Rhys remembered the mirror on the wall, straining his neck to catch sight of his reflection, and at last he saw his own fearful expression looking back at him. His heart sank as he saw a vicious, jagged line crossing the bridge of his nose, but it didn’t move with him – and he realised that he was looking at a crack in the glass that branched off from a sizeable hole.

“Oh my God. Did I…”

“Nah,” said Yvette, gesturing at Vaughn with her thumb. “He panicked and threw a chair through it.”

“I didn’t _panic,_ ” Vaughn mumbled.

The scientist glared at both of them. “I told you to trust me,” she said stiffly as she disconnected the cables.

Rhys was already gazing down at the glistening shards scattered across the carpet, but now he shifted to look properly at Vaughn.

“You saved me.” It came out as a whisper, but it was perfectly clear in the library-like quiet.

“Uh, what?”

Vaughn finally seemed to realise that he was holding very tightly onto Rhys’ hand; he went to drop it, but Rhys caught him by the fingertips and held him there with a plaintive look.
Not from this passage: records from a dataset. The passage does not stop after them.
PR #1590, opened 2019-09-04
#13143. Fix issues with new filesystem partition layout of macOS 10.15

vtmateos:
Due to new configuration of system partitions that comes with Catalina (operating system is now on a separate partition from user’s data), filesystem notifications from `fsevents` come with a new prefix `/System/Volumes/Data` causing a failure during matching with `localroot.localname` of the syncs, disallowing the detection of changes at all.


include/mega/utils.h
```diff
@@ -362,6 +362,9 @@ std::string webdavnameescape(const std::string &value);
 
 void tolower_string(std::string& str);
 
+#ifdef __APPLE__
+int macOSmajorVersion();
```
sergiohs84: I think it's easier to read this way:
```suggestion
    int macOSmajorVersion();
```

src/sync.cpp
```diff
@@ -95,6 +95,36 @@ Sync::Sync(MegaClient* cclient, string* crootpath, const char* cdebris,
...
+    if (macOSmajorVersion() >= 19) //macOS catalina+
+    {
+        LOG_debug << "macOS 10.15+ filesystem detected. Checking fseventspath.";
+        string supercrootpath = "/System/Volumes/Data" + *crootpath;
+
+        int fd = open(supercrootpath.c_str(), O_RDONLY);
+        if (fd == -1)
+        {
+            LOG_debug << "Unable to open path using fseventspath.";
+            this->fsEventsPath = *crootpath;
```
sergiohs84: New class members should be named with a `m` prefix. Please, refactor `fsEventsPath` to `mFsEventsPath` or alike (and you should skip also the usage of `this->` to access the member (we avoid clashes with other variables thanks to the prefix).

include/mega/utils.h
vtmateos: Other ifdefs within same file does not apply padding, so that's the reason to keep in the same way.

src/sync.cpp
vtmateos: Will do. Thanks.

“You came into the machine…”

“Impossible,” said Sokolova. "Connecting two people at once could destroy them both."

“He was there,” Rhys insisted, louder now. “He was the one who killed Jack.”

His friends stood in shocked silence, while the scientist swept over to another one of her monitors and began scrolling back through endless arcane graphs.

“Me?” Vaughn asked uncertainly. “But…”

“Would’ve been screwed without you, bro.” He offered up a weak smile. “Told ya you were the real hero.”

“Tell me what happened,” Sokolova demanded, practically incandescent with excitement. Yvette weaved past and grabbed her by the elbow in a move that was far from casual.

“I’m sure Rhys can fill us in later, Doctor," she said sweetly. "Why don’t you give me a tour of this place? You have a great setup here and I would _love_ to know how you did it.”

The scientist began to protest, but found herself being steered hastily out of the room in the other woman’s firm grip. Even though he was full of gratitude, Rhys laughed inwardly as he imagined Yvette pretending to be interested in network security and user interfaces, just like their old days in the lunch room. He really did have amazing friends.

However, his relief at escaping the interrogation did little to ease the suffocating silence in its wake. He finally let go of Vaughn’s hand, daring to have a little hope when he didn’t take the opportunity to move away, and slowly worked his way up to a sitting position.

“You don’t have to forgive me,” Rhys said quietly. “But I want you to know that I’m really, really sorry for putting you through this.”

Vaughn hesitated, staring down at the shining flecks of glass strewn across the carpet, before finally letting out a deep sigh and sidling over to sit next to him on the couch, hands twisting awkwardly in his lap. The few inches between them felt like miles, but Rhys held onto the moment like a lifeline.

“You know,” said Vaughn, “as soon as that door closed behind you, Yvette went all quiet. Like, scary quiet. And I was trying to think of when I’d ever seen her like that, and it took me a while to remember, but then it hit me.”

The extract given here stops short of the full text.